The circumference of a circle is 20 pi cm. Find diameter, radius, and area of the disk, the length of an arc of 90 angle and area of a 90 angle sector. Answer in terms of pi. d= ___ r= _____,
disk area= _______ arc length =______, sector area =________
To find the diameter, radius, and area of a disk given the circumference, we can use the following formulas:
1. Diameter (d) = Circumference / π = 20π / π = 20 cm
2. Radius (r) = Diameter / 2 = 20 cm / 2 = 10 cm
Now, let's move on to finding the area of the disk. The formula for the area of a circle is:
3. Area of Circle = π * (radius)^2
Substituting the value of the radius, we have:
Area of Circle = π * (10 cm)^2 = 100π cm^2
Next, let's calculate the length of an arc of a 90-degree angle. The formula for the length of an arc is:
4. Arc Length = (angle / 360°) * 2π * radius
Since we have a 90-degree angle, the formula becomes:
Arc Length = (90° / 360°) * 2π * 10 cm = (1/4) * 20π cm = 5π cm
Lastly, let's find the area of a 90-degree sector. The formula for the area of a sector is:
5. Sector Area = (angle / 360°) * π * (radius)^2
Using the given angle of 90 degrees, the formula becomes:
Sector Area = (90° / 360°) * π * (10 cm)^2 = (1/4) * 100π cm^2 = 25π cm^2
To summarize the answers in terms of π:
d = 20 cm
r = 10 cm
Disk Area = 100π cm^2
Arc Length = 5π cm
Sector Area = 25π cm^2
Given that the circumference of a circle is 20π cm, we can use the formula for circumference to find the diameter.
Circumference = πd
20π = πd
Dividing both sides of the equation by π, we get:
20 = d
So, the diameter (d) of the circle is 20 cm.
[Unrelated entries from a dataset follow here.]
PR #2533, opened 2023-06-21
Refactor version removal & generation

### LINKED ISSUE #2502: Some invokes are still not removed from 2.0
### What happened?

E.g. [`GetACIService`](https://github.com/pulumi/pulumi-azure-native/blob/v2.0-pre/sdk/dotnet/MachineLearningServices/V20200515Preview/GetACIService.cs) is still present in `V20200515Preview`, while its counterpart resource is removed. Also, it's marked as obsolete in 1.0: https://github.com/pulumi/pulumi-azure-native/blob/master/sdk/dotnet/MachineLearningServices/V20200515Preview/GetACIService.cs#L12

### Expected Behavior

Invoke above does not exist in 2.0.

### Steps to reproduce

-

### Output of `pulumi about`

-

### Additional context

_No response_

### Contributing

danielrbradley:
Closes #2502 

- Improve version switching code for reading in version files. Use a single number to control the version instead of a bool + environment variable. Parse this automatically from the main build version we already pass in.
- When we calculate invokes to remove based on resource paths being removed, output these to a file in the versions folder so we can see what's happening.
- Remove V2 prefix from variables.
- Move resource & invoke exclusion logic to function behind interface which is called from within the main gen.PulumiSchema function rather than trying to modify the set of input specs or already-generated schema.
- Fix aliases so they're not removed if the resource is removed.


provider/pkg/gen/schema.go
```diff
@@ -639,57 +648,58 @@ func (g *packageGenerator) genResourceVariant(prov string, apiSpec *openapi.Reso
...
 	functionTok := fmt.Sprintf(`%s:%s:get%s`, g.pkg.Name, module, resource.typeName)
-
-	var readOp *spec.Operation
-	switch {
-	case resource.PathItemList != nil:
-		if resource.PathItemList.Post != nil {
-			readOp = resource.PathItemList.Post
-		} else {
-			readOp = resource.PathItemList.Get
+	if g.constraints.ShouldInclude(prov, g.apiVersion, resource.typeName, functionTok) {
```
danielrbradley, line 643: This whole block is just indent changes having added the new `if ...` block.

provider/pkg/gen/schema.go
```diff
@@ -40,8 +40,12 @@ import (
 // Note - this needs to be kept in sync with the layout in the SDK package
 const goBasePath = "github.com/pulumi/pulumi-azure-native-sdk/v2"
 
+type Constrains interface {
```
thomas11, line 43: typo Constrain*t*s

provider/pkg/versioning/gen.go
```diff
@@ -194,3 +200,40 @@ func ReadRequiredExplicitResources(path string) ([]string, error) {
 	lines := strings.Split(string(bytes), "\r")
 	return lines, nil
 }
+
+func findRemovedInvokesFromResources(providers openapi.AzureProviders, removedResources openapi.RemovableResources) openapi.RemovableResources {
```
thomas11, line 243: This seems somewhat complicated. Now that we have `Constraints`, can't we make it handle Invokes, too? I assume the path would need to be added as a parameter.

danielrbradley: Hmm, yeah, might be able to drop this entirely now given that way that we'll skip adding the invoke for the resource if the resource is excluded.

thomas11:
The interaction between the new `Constraints` and schema generation has no tests currently - would be great to add some.

provider/pkg/versioning/gen.go
danielrbradley: I don't think we can easily remove this. There's still additional invokes (the ones not prefixed `get...`) which are added to the schema independently to the resource. Moving this in to be part of the constraints would require it to be stateful in very bad ways.

PR #2534, opened 2023-06-22
Remove removable invokes for generated resources

### LINKED ISSUE #2502: Some invokes are still not removed from 2.0

thomas11:
- Downgrade default value warnings to higher log level
- Remove generated invokes, like from discriminated union types, directly from schema

This is a follow-up to #2494.
Resolves #2502.


danielrbradley (commented):
Very nice! 👏 

I'm wondering how we go abou deprecating these resources in v1 given we can only locate these resources after generation?

danielrbradley (approved):

thomas11:
Replaced by #2533 and #2535.

PR #3771, opened 2024-12-10
[v3] Make PULUMI_FORCE_NEW_FROM_SUBTYPES the default

### LINKED ISSUE #3006: Make PULUMI_FORCE_NEW_FROM_SUBTYPES the default
#2970 extended the setting of `forceNew`, which causes resources to be replaced on certain property changes, to sub-properties. Since this is potentially disruptive, the new behavior is gated behind an environment variable `PULUMI_FORCE_NEW_FROM_SUBTYPES`.

In v3, this should be default as it's more correct behavior, and we can call it out in the change notes.

EronWright:
Enables the functionality of `PULUMI_FORCE_NEW_FROM_SUBTYPES` by default in v3. In v2, behavior is unchanged. In any version, setting `PULUMI_FORCE_NEW_FROM_SUBTYPES` overrides the default behavior.

Closes #3006

### DIFF
--- a/sdk/python/README.md
+++ b/sdk/python/README.md
@@ -60,12 +60,6 @@ quality and higher fidelity with the Azure platform.
 
 To learn how to configure credentials refer to the [Azure configuration options](https://www.pulumi.com/registry/packages/azure-native/installation-configuration/#configuration-options).
 
-## Other Configuration
-
-In addition to the configuration options in the official documentation linked above, the following environment variables can be used to tweak lower-level behavior of the provider:
-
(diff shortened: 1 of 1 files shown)


danielrbradley (approved):

provider/pkg/version/version.go
```diff
@@ -2,5 +2,11 @@
 
 package version
 
+import "github.com/blang/semver"
+
 // Version is initialized by the Go linker to contain the semver of this build.
 var Version string
+
+func GetVersion() semver.Version {
+	return semver.MustParse(Version)
```
danielrbradley, line 11: If the Version string is empty (e.g. for unit tests), this should probably default to the same as the makefile (`2.0.0-alpha.0+dev`)

Issue #3754, opened 2024-12-05
Remove V2 code


EronWright:
This ticket tracks the (eventual) removal of "v2" code from the codebase.  We may act on this once we're confident that no more 2.x builds would be needed (e.g. for a security patch) from the `master` branch.  Consider making a "2.x" branch beforehand as a best practice.

Specifics:

- [ ] Remove "v2" type aliasing: https://github.com/pulumi/pulumi-azure-native/pull/3749#pullrequestreview-2482271145

PR #3772, opened 2024-12-10
[v3] Remove __inputs in state

### LINKED ISSUE #2686: Remove `__inputs` in state

EronWright:
This PR implements the next stage of removing the `__inputs` from state.  In this stage, the provider has "v2" and "v3" behavior. In "v2" mode, the behavior is unchanged.  In "v3" mode, `Configure` asserts that the engine is passing the old inputs, and doesn't write `__inputs` to state. The fallback code that reads the `__inputs` from state is effectively inoperative in the "v3" mode.

Added a line item to this ticket for the final phase which is to remove the "v2" code:
https://github.com/pulumi/pulumi-azure-native/issues/3754

Closes #2686

### DIFF
--- a/provider/pkg/version/version.go
+++ b/provider/pkg/version/version.go
@@ -8,5 +8,10 @@ import "github.com/blang/semver"
 var Version string
 
 func GetVersion() semver.Version {
-	return semver.MustParse(Version)
+	v := Version
+	if v == "" {
+		// fallback to a default version e.g. for unit tests (see: PROVIDER_VERSION in Makefile)
+		v = "2.0.0-alpha.0+dev"
+	}
+	return semver.MustParse(v)
 }


provider/pkg/version/version.go
```diff
@@ -2,5 +2,11 @@
...
 package version
 
+import "github.com/blang/semver"
+
 // Version is initialized by the Go linker to contain the semver of this build.
 var Version string
+
+func GetVersion() semver.Version {
+	return semver.MustParse(Version)
+}
```
danielrbradley, line 12: Same as other PR .. this needs a default for unit tests.

danielrbradley (approved):
Approach looks sound to me 👍

PR #3774, opened 2024-12-11
Sign Windows binaries

danielrbradley:
Sign windows binary via make and simplify CI. This makes it possible to produce signed binaries locally, if required.
- Print when not signing with instructions.
- Rename the unsigned binary if attempting to sign to avoid the target being up-to-date if a step fails so it's easier to retry.
- Download the jar to the bin directory so it's not committed.
- Set the required variables via ENV in CI for the duration of the dist target.

Alternative to https://github.com/pulumi/pulumi-azure-native/pull/3764

### DIFF
--- a/.github/workflows/build-test.yml
+++ b/.github/workflows/build-test.yml
@@ -366,30 +366,13 @@ jobs:
           make --touch codegen schema
           make provider_prebuild
 
-      - name: Build and sign windows provider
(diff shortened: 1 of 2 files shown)


thomas11 (approved):
LGTM

blampe (approved):
Sure

PR #3775, opened 2024-12-11
Remove generic version calculation

danielrbradley:
Remove unrequired complexity of parsing the version through pulumictl and the fiddly dependency because it's in a variable but uses a binary downloaded through a target.

Instead, just validate that the version isn't in the wrong format with a leading "v".

## Speed boost

Speed up makefile initialisation by not scanning for updates of every individual spec file but instead just check the timestamp of the git internal file tracking what upstream HEAD is pointing at. This doesn't account for manual edits to the specs - this is not supported behaviour if using the default makefile build caching.

## Remove SDK version injection

Use the same approach as bridged providers and just rely on `gen-sdk` to insert the version into the SDK which it's already been doing since enabling `respectSchemaVersion` in the schema for each language.


thomas11 (approved):
awesome speed boost!

PR #3776, opened 2024-12-11
Remove pulumictl and java-gen

danielrbradley:
Stacked on #3775 

- Use java plugin bundled with the Pulumi CLI via `pulumi package gen-sdk` command.
- Insert the real version into the generated `build.gradle` to match other SDKs.

Comparing all non-committed files locally, the only difference is the "generated by" header comment changing from "java-gen" to "pulumi".

It appears that the only way to configure the java gen to include the gradle setup is by adding two fields to the java lanaguge config in the schema.

Depended on https://github.com/pulumi/pulumi-java/pull/1501 being released as part of the Pulumi CLI which is now complete in 3.143.0

### DIFF
--- a/provider/pkg/gen/__snapshots__/gen_aliases_test_v2.snap
+++ b/provider/pkg/gen/__snapshots__/gen_aliases_test_v2.snap
@@ -325,6 +325,8 @@
    "rootPackageName": "pulumiazurenativesdk"
   },
   "java": {
+   "buildFiles": "gradle",
+   "gradleNexusPublishPluginVersion": "2.0.0",
    "packages": {
     "aadiam/v20200301": "aadiam.v20200301",
     "azure-native": "azurenative"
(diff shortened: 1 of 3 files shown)


t0yv0:
Not super sure. Wonder which version of the javagen code the new invocation is calling, though sounds like that code is present on latest.

danielrbradley:
This should be shippable once the pulumi-java then pulumi (with the upgraded dependency) are released.

danielrbradley:
This is still failing due to https://github.com/pulumi/pulumi-java/issues/1508

thomas11:
> This is still failing due to:
> 
> * [dedupeTypes not run from Pulumi CLI generation pulumi-java#1508](https://github.com/pulumi/pulumi-java/issues/1508)

@danielrbradley the issue was fixed and shipped p-java v1.0.0.

danielrbradley:
Yup, hoping to get time to finish this up soon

Now, let's find the radius (r) of the circle. The radius is half the diameter, so:
r = d/2
r = 20/2
r = 10 cm
Next, let's find the area of the disk. The formula for the area of a circle is given by:
Area = πr^2
Area = π(10)^2
Area = π(100)
Area = 100π sq. cm
The length of an arc of a 90-degree angle is one-fourth of the circumference. Since the circumference is 20π cm, the length of the arc would be:
Arc Length = (1/4) * Circumference
Arc Length = (1/4) * 20π
Arc Length = 5π cm
Finally, let's find the area of a 90-degree sector. The formula for the area of a sector is given by:
Sector Area = (θ/360) * πr^2
Where θ is the angle of the sector.
For a 90-degree sector:
Sector Area = (90/360) * π(10)^2
Sector Area = (1/4) * 100π
Sector Area = 25π sq. cm
So, the answers are:
d = 20 cm
r = 10 cm
Disk Area = 100π sq. cm
Arc Length = 5π cm
Sector Area = 25π sq. cm
90° is 1/4 of a circle. So, what's 1/4 of the circumference or area?
c = πd, so d = c/π
c = 2πr, so r = c/2π
a = πr^2 = π*(c/2π)^2 = c^2/4π
Now just plug in c where you need it.